A recent BBC programme by the physicist Brian Cox (who is not a Christian) stimulated me to look again at space, time and matter in a way which is not only scientific, but relates to spirituality. I have never understood why so many people think that science and Christianity clash and are incompatible, instead of accepting that each discipline has so much to offer the other in terms of deeper understandings.

The scientific concept of SpaceTime combines the three-dimensional ‘world of space’ with the fourth dimension of time. Scientists also tell us there are even more dimensions which most of us are completely unaware of. We find it hard to get our minds round anything which is beyond our grasp and limited understanding and knowledge! But if scientists are telling us there is so much more to life and the world than we thought possible, then it’s not surprising that there is much more to spirituality than we have ever grasped. We don’t know everything!

We accept a three-dimensional world and live within it without ever really thinking about it. Each of the dimensions is a continuum and we “sit” at a particular point on the three. Perhaps the comparison with a graph (although it has only two axes) is helpful. Each point on the graph is unique. And we believe that things we have seen and experienced or learnt about (such as the shop round the corner, Rohingya refugees in Bangladesh, the sun when it is hidden by clouds or at night time) still exist even though we cannot see and experience them all at this moment in time with any of our five senses.

Our way of looking at time is also seriously limited! We look at time as being either in the past, or the present, or in the future. This makes sense for everyday living “in the present moment” (which is not even a second, it is so brief and fleeting); we can also recall and learn from the past and plan for the future. But perhaps it is helpful, and even important, that we sometimes try to look beyond this limited and limiting perception of time. Just as we can accept that things still exist even when we can’t sense them, perhaps we can accept that time is not necessarily divided into separate entities of past, present and future, even if we can’t understand the SpaceTime concept and all the other dimensions.

We often forget that thousands of years ago, the writer of Psalm 90 (apparently Moses) grappled with this conundrum in the first few lines of his Psalm (verses 1-6) and perhaps understood it better than most of us do today!

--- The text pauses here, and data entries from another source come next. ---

PR #8269, opened 2023-02-13
aws - config_id support added to get Configuration Item for R53 hostedzone

kk1532:
Added **config_id** support to R53 hostedzone and formatted the hosted zone id in augment function.

This code change would fix below error
**Error** 

> The specified resource is either unknown or has not been discovered.

It will also create the **Configuration Item** for the respective compliance results on Aws Config.


kapilt (approved):
thanks, lgtm

PR #8507, opened 2023-04-19
Add functionality to check AWS Lambda role policies for wildcard in action. 

CBrothersCloud:


kapilt:
would thought would be whether this could benefit from improving has-statement, and thus benefit all things with iam policies attached.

Lord, you have been our dwelling place
throughout all generations.
Before the mountains were born
or you brought forth the whole world,
from everlasting to everlasting you are God.
You turn people back to dust,
saying, “Return to dust, you mortals.”
A thousand years in your sight
are like a day that has just gone by,
or like a watch in the night.
Yet you sweep people away in the sleep of death—
they are like the new grass of the morning:
In the morning it springs up new,
but by evening it is dry and withered.

In the concept of SpaceTime, there is no past, present and future as we think of it from our limited perspective. This links in with the religious concept of eternity, a belief which is held by most, if not all, religions and forms of spirituality.

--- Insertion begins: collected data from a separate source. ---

PR #8509, opened 2023-04-20
core - don't expand {now} placeholder during provisioning

### LINKED ISSUE #8503: "{now}" throws an error with c7n 0.9.26
I updated c7n, c7n-org and c7n-mailer and found an issue with the use of "{now}" as a date when it comes to a tag value for AWS resources (EC2, RDS, etc).

I get 
error:Object of type FormatDate is not JSON serializable
when designating a date as "{now}". Here is an example from one of the policies that fail with this message
   actions:
      - type: tag
        key: c7n_health_check
        value: "{now}"

From my requirements.txt for the CodeBuild pipeline
c7n==0.9.26
c7n-org==0.6.25
c7n-mailer==0.6.25

Is this related to https://github.com/cloud-custodian/cloud-custodian/issues/7916?

ajkerrigan:
Today we expand the `{now}` placeholder when a policy executes, regardless of whether we're provisioning a policy or actually running it. This change lets us defer expansion while preserving custom format specifiers.

_There may be a more straightforward way to do this..._

Closes #8503


c7n/policy.py
```diff
@@ -1262,7 +1262,12 @@ def get_variables(self, variables=None):
             'op': '{op}',
             'action_date': '{action_date}',
             # tag action pyformat-date handling
-            'now': utils.FormatDate(datetime.utcnow()),
+            # defer expansion until runtime for serverless modes
+            'now': (
+                utils.DeferredFormatString('now')
```
kapilt, line 1267: its not clear how this would resolve the original issue wrt to json dump type error, we need a test better simulating e2e for that. I suspect the issue is actually separate, and in notify's message serialization.

kapilt: fwiw, I tried modifying one of the test_notify but it successfully ran so its not clear on the original issue without a traceback I think.

```diff
diff --git a/tests/test_notify.py b/tests/test_notify.py
index 9e93ee490..2be90861a 100644
--- a/tests/test_notify.py
+++ b/tests/test_notify.py
@@ -44,6 +44,7 @@ class NotifyTest(BaseTest):
                     {
                         "type": "notify",
                         "to": ["to@example.com"],
+                        "date": "{now}",
                         "to_from": {
                             "url": url,
                             "format": "json",
```

ajkerrigan: Fair, I'll look to get a test together. It looked to me like it was interpolating a FormatDate and then dying when mu tried to serialize the policy to config.json while building the function package.

ajkerrigan: Okie added a test - it was dying dumping policy details to JSON as part of `get_archive()` [here](https://github.com/cloud-custodian/cloud-custodian/blob/ef53a606f855b4d811caa3a26f92f6bd624a61cc/c7n/mu.py#L962).

When I added the test I realized that I was initially focused on not losing format specifiers, so didn't have a test _without_ them. The test without them failed because `VarFormat` was passing the DeferredFormatString object through directly.

If `{now}` is the _only_ special case where we want to avoid interpolation at provision time, maybe it would be cleaner to explicitly handle that case inside `VarFormat` and not have the `DeferredFormatString` class in the first place :shrug: . I'm not sure what's clearer to other folks and future us.

tests/test_policy.py
```diff
@@ -1080,16 +1078,60 @@ def test_policy_variable_interpolation(self):
...
+            'actions': [
+                {'type': 'tag',
+                 'value': 'bad monkey {account_id} {region} {now:+2d%Y-%m-%d}'},
+            ]}, config={'account_id': '12312311', 'region': 'zanzibar'})
+        lambda_mode_policy = self.load_policy({
+            **pull_mode_policy.data,
+            **{
+                'mode': {
+                    'type': 'config-rule',
+                    'member-role': 'arn:aws:iam::{account_id}:role/BarFoo',
```
kapilt, line 1107: nit, technically member-role is invalid on a config rule, as they are always leaf / target account deployed.

ajkerrigan: makes sense, nuked :+1:

kapilt:
we should probably have a test here wrt to the current work around re double escape Ala {{now}} as we to validate not breaking extant behavior.

ajkerrigan:
> we should probably have a test here wrt to the current work around re double escape Ala {{now}} as we to validate not breaking extant behavior.

Fair point, added that case.

kapilt (commented):
thanks, lgtm

I think there's at least one other issue that gets closed from this as well.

Another ancient writer, the Biblical prophet, Jeremiah, ‘heard’ God saying to him: “Before I formed you in the womb I knew you, before you were born I set you apart; I appointed you as a prophet to the nations.” (Jeremiah 1:5) Two thousand years ago, Paul wrote: “God chose us in Christ before the world was made…..” (Ephesians 1:4). John writes in his Gospel how Jesus was the Word who existed with God in the beginning – through him all things came into being, not one thing came into being except through him (John 1:1-5).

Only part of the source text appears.